This is a common pattern: when you add a lot of metadata, for fast access,
memory management, "zero-copy" transmission of this information, expires, ...,
the size is not going to be the one of concatenating all this data like in a
unique string.

If we want we can save more memory per key, with some tradeoff. Example:
instead of having an hash table where every hash slot is a pointer (holding
the key) -> pointer (holding the value) map, we can take the hash and use it
as a unique string with: <len>key<ptr><len>key<ptr>.... for all the colliding
strings. Than tune the hash table in order to have on average 5 or 10
collisions per hash slot.

That is: prefixed length as string and pointer (that is of fixed size).

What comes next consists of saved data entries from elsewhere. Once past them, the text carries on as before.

PR #583, opened 2026-04-15
Webhook triage must not contend with worker session — reply within 30s (closes #559)

### LINKED ISSUE #559: Webhook triage must not contend with worker session — reply within 30s
## Observed behavior

When a PR comment arrives while a worker is holding the claude session (e.g. orly blocked on a task), the webhook triage has to preempt/interrupt the active session. This causes triage to take ~13+ seconds and webhook-driven replies can take even longer (seen: 2+ minutes for a reply to appear).

## Expected behavior

PR comment triage and reply should complete within **30 seconds to 1 minute** of the comment being posted, regardless of what the worker is doing.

Maybe we'll do this in future, and in Redis master we are doing a lot of this
in the "value" side of the business. So if you store a list of 10 elements it
will use an amount of memory very similar to storing the same bytes as a comma
separated value.

But for now our reasoning is: it's not bad to be able to store 1 million of
keys with less than 200 MB of memory (100 MB on 32bit systems) if an entry
level box is able to serve this data at the rate of 100k requests/second,
including the networking overhead. And with hashes we have a much better
memory performance compared to top level keys. So... with a few GB our users
can store ten or hundred of millions of stuff in a Redis server.

Better to focus on stability and clustering for now... and when we'll have a
system that can scale transparently we'll focus on memory overhead to check if
it's still important to reduce it, or since we want to be a very high
performance DB , if it's just better to accept the tradeoff.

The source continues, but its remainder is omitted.